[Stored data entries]
Issue #2908, opened 2023-08-31
Proposal: metadata file for endpoints


WillAbides:
Contributing to and maintaining this repo could be helped by a metadata file for all of the endpoints go-github supports. It would map to [GitHub's OpenAPI descriptions](https://github.com/github/rest-api-description). In this proposal I'll call it `operations.yaml`.

An `operations.yaml` entry might look like:

```yaml
- operation_id: pulls/request-reviewers
  openapi:
    method: POST
    endpoint_url: '/repos/{owner}/{repo}/pulls/{pull_number}/requested_reviewers'
    documentation_url: 'https://docs.github.com/rest/pulls/review-requests#request-reviewers-for-a-pull-request'
    summary: Request reviewers for a pull request
  go_method: PullRequestsService.RequestReviewers
```

`operations.yaml` could be updated by a scheduled GitHub action that opens a PR when it finds a change.

Initially `operations.yaml` would be useful for `update-urls`. Instead of having to resolve every documentation url, it could use the value stored in `operations.yaml`. `update-urls` could be expanded to also update godoc with the summary field.

It would also be useful for finding new endpoints for go-github to support. Eventually we could write a generator that uses `operations.yaml` to generate the boilerplate to implement new endpoints.

## Overrides

There are probably endpoints where we don't want to use the OpenAPI data or maybe some that aren't even in the OpenAPI description. For those cases we can create an `override` section:

```yaml
- operation_id: pulls/request-reviewers
  openapi:
    method: POST
    endpoint_url: '/repos/{owner}/{repo}/pulls/{pull_number}/requested_reviewers'
    documentation_url: 'https://docs.github.com/rest/pulls/review-requests#request-reviewers-for-a-pull-request'
    summary: Request reviewers for a pull request
  override:
    documentation_url: https://some/other/url
  go_method: PullRequestsService.RequestReviewers
```

For an endpoint that doesn't exist in the OpenAPI description, we create an entry with no `openapi` section and all required fields set in `override`. Here's a fictional PUT endpoint for the same url as above.

```yaml
- operation_id: pulls/update-request-reviewers # manually created
  override:
    method: PUT
    endpoint_url: '/repos/{owner}/{repo}/pulls/{pull_number}/requested_reviewers'
    documentation_url: 'https://docs.github.com/rest/pulls/review-requestss#update-reviewers-for-a-pull-request'
    summary: Update reviewers for a pull request
  go_method: PullRequestsService.UpdateRequestReviewers
```

[...]

PR #2919, opened 2023-09-09
Use metadata to reconcile go-github with GitHub's OpenAPI descriptions

WillAbides:
see #2908

TODO before submitting for review:

- [x] Fix line-end issue on Windows
- [x] Update CONTRIBUTING.md
- [x] Add copyright notices to new files

This PR introduces a file called openapi_operations.yaml that contains details of GitHub's endpoints as described in https://github.com/github/rest-api-description. When combined with the `//meta:operation` directive, this allows us to automatically keep documentation links up to date, but more importantly it allows us to track endpoints as they are added and removed.

The change set is huge, but it is primarily made up of openapi_operations.yaml itself and changes to godoc.

"tools/cmd/metadata" is a tool to manage metadata.yaml. I'll paste its help output here for convenience:

```
Usage: metadata <command>

Flags:
  -h, --help               Show context-sensitive help.
  -C, --working-dir="."    Working directory. Should be the root of the go-github repository.

Commands:
  update-openapi
    Update openapi_operations.yaml from OpenAPI descriptions in github.com/github/rest-api-description at the given git ref.

  update-go
    Update go source code to be consistent with openapi_operations.yaml.
      - Adds and updates "// GitHub API docs:" comments for service methods.
      - Updates "//meta:operation" comments to use canonical operation names.
      - Updates formatting of "//meta:operation" comments to make sure there isn't a space between the "//" and the "meta".
      - Formats modified files with the equivalent of "go fmt".

  format
    Format whitespace in openapi_operations.yaml and sort its operations.

  unused
    List operations in openapi_operations.yaml that aren't used by any service methods.

Run "metadata <command> --help" for more information on a command.
```

I'm trying to limit the scope of this PR because its line count is already pretty high. I will make a follow-up PR with a daily scheduled workflow that runs "update-openapi" and "update-go" and creates a PR if there are changes.


gmlewis (commented):
I'll be OOO for one week, but before I go, I just wanted to point out that some of the new URLs have double slashes next to each other, e.g. `https://docs.github.com/enterprise-cloud@latest//rest/actions/cache#get-github-actions-cache-usage-for-an-enterprise`.

Also, in cases where URLs have been completely removed, it might be nice to point
to explanations as to _why_ they are being removed, such as:
* https://docs.github.com/en/actions/using-workflows/required-workflows
* https://docs.github.com/en/webhooks/replacing-github-services
* etc.

Have a great week, and thanks for doing this, @WillAbides !

WillAbides:
@gmlewis enjoy your time away.

Those double slashed URLs are the same way in the OpenAPI description. They work as-is, but I wouldn't mind normalizing the path for aesthetic reasons.

That's a good point about adding explanations to the ones that lost their doc links. I'll go through those and add some notes.

WillAbides:
I updated update-urls to only modify links that don't resolve to the same docs. This makes the change set for this PR more manageable.

gmlewis (approved):
Wow, @WillAbides - very nice.
I'm looking forward to using it.
It looks like the PR is still a "Draft" but looks pretty complete to me. What's missing?
Maybe more instructions for maintainers? It looks pretty automated, though.

WillAbides:
@gmlewis You're right about instructions. After I started to work on CONTRIBUTING.md I realized that this adds complexity for new contributors by asking them to edit a large yaml file. I also suspect that most new contributors don't do much more than skim CONTRIBUTING.md before making their first PR. I know I'm often guilty of that for new projects. A typical new contribution would be:

1. code the change
2. create the PR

REQUIRED WORK:
When copying the data above, keep every line exactly as written.

REPLY:
Issue #2908, opened 2023-08-31
Proposal: metadata file for endpoints


WillAbides:
Contributing to and maintaining this repo could be helped by a metadata file for all of the endpoints go-github supports. It would map to [GitHub's OpenAPI descriptions](https://github.com/github/rest-api-description). In this proposal I'll call it `operations.yaml`.

An `operations.yaml` entry might look like:

```yaml
- operation_id: pulls/request-reviewers
  openapi:
    method: POST
    endpoint_url: '/repos/{owner}/{repo}/pulls/{pull_number}/requested_reviewers'
    documentation_url: 'https://docs.github.com/rest/pulls/review-requests#request-reviewers-for-a-pull-request'
    summary: Request reviewers for a pull request
  go_method: PullRequestsService.RequestReviewers
```

`operations.yaml` could be updated by a scheduled GitHub action that opens a PR when it finds a change.

Initially `operations.yaml` would be useful for `update-urls`. Instead of having to resolve every documentation url, it could use the value stored in `operations.yaml`. `update-urls` could be expanded to also update godoc with the summary field.

It would also be useful for finding new endpoints for go-github to support. Eventually we could write a generator that uses `operations.yaml` to generate the boilerplate to implement new endpoints.

## Overrides

There are probably endpoints where we don't want to use the OpenAPI data or maybe some that aren't even in the OpenAPI description. For those cases we can create an `override` section:

```yaml
- operation_id: pulls/request-reviewers
  openapi:
    method: POST
    endpoint_url: '/repos/{owner}/{repo}/pulls/{pull_number}/requested_reviewers'
    documentation_url: 'https://docs.github.com/rest/pulls/review-requests#request-reviewers-for-a-pull-request'
    summary: Request reviewers for a pull request
  override:
    documentation_url: https://some/other/url
  go_method: PullRequestsService.RequestReviewers
```

For an endpoint that doesn't exist in the OpenAPI description, we create an entry with no `openapi` section and all required fields set in `override`. Here's a fictional PUT endpoint for the same url as above.

```yaml
- operation_id: pulls/update-request-reviewers # manually created
  override:
    method: PUT
    endpoint_url: '/repos/{owner}/{repo}/pulls/{pull_number}/requested_reviewers'
    documentation_url: 'https://docs.github.com/rest/pulls/review-requestss#update-reviewers-for-a-pull-request'
    summary: Update reviewers for a pull request
  go_method: PullRequestsService.UpdateRequestReviewers
```

[...]

PR #2919, opened 2023-09-09
Use metadata to reconcile go-github with GitHub's OpenAPI descriptions

WillAbides:
see #2908

TODO before submitting for review:

- [x] Fix line-end issue on Windows
- [x] Update CONTRIBUTING.md
- [x] Add copyright notices to new files

This PR introduces a file called openapi_operations.yaml that contains details of GitHub's endpoints as described in https://github.com/github/rest-api-description. When combined with the `//meta:operation` directive, this allows us to automatically keep documentation links up to date, but more importantly it allows us to track endpoints as they are added and removed.

The change set is huge, but it is primarily made up of openapi_operations.yaml itself and changes to godoc.

"tools/cmd/metadata" is a tool to manage metadata.yaml. I'll paste its help output here for convenience:

```
Usage: metadata <command>

Flags:
  -h, --help               Show context-sensitive help.
  -C, --working-dir="."    Working directory. Should be the root of the go-github repository.

Commands:
  update-openapi
    Update openapi_operations.yaml from OpenAPI descriptions in github.com/github/rest-api-description at the given git ref.

  update-go
    Update go source code to be consistent with openapi_operations.yaml.
      - Adds and updates "// GitHub API docs:" comments for service methods.
      - Updates "//meta:operation" comments to use canonical operation names.
      - Updates formatting of "//meta:operation" comments to make sure there isn't a space between the "//" and the "meta".
      - Formats modified files with the equivalent of "go fmt".

  format
    Format whitespace in openapi_operations.yaml and sort its operations.

  unused
    List operations in openapi_operations.yaml that aren't used by any service methods.

Run "metadata <command> --help" for more information on a command.
```

I'm trying to limit the scope of this PR because its line count is already pretty high. I will make a follow-up PR with a daily scheduled workflow that runs "update-openapi" and "update-go" and creates a PR if there are changes.


gmlewis (commented):
I'll be OOO for one week, but before I go, I just wanted to point out that some of the new URLs have double slashes next to each other, e.g. `https://docs.github.com/enterprise-cloud@latest//rest/actions/cache#get-github-actions-cache-usage-for-an-enterprise`.

Also, in cases where URLs have been completely removed, it might be nice to point
to explanations as to _why_ they are being removed, such as:
* https://docs.github.com/en/actions/using-workflows/required-workflows
* https://docs.github.com/en/webhooks/replacing-github-services
* etc.

Have a great week, and thanks for doing this, @WillAbides !

WillAbides:
@gmlewis enjoy your time away.

Those double slashed URLs are the same way in the OpenAPI description. They work as-is, but I wouldn't mind normalizing the path for aesthetic reasons.

That's a good point about adding explanations to the ones that lost their doc links. I'll go through those and add some notes.

WillAbides:
I updated update-urls to only modify links that don't resolve to the same docs. This makes the change set for this PR more manageable.

gmlewis (approved):
Wow, @WillAbides - very nice.
I'm looking forward to using it.
It looks like the PR is still a "Draft" but looks pretty complete to me. What's missing?
Maybe more instructions for maintainers? It looks pretty automated, though.

WillAbides:
@gmlewis You're right about instructions. After I started to work on CONTRIBUTING.md I realized that this adds complexity for new contributors by asking them to edit a large yaml file. I also suspect that most new contributors don't do much more than skim CONTRIBUTING.md before making their first PR. I know I'm often guilty of that for new projects. A typical new contribution would be:

1. code the change
2. create the PR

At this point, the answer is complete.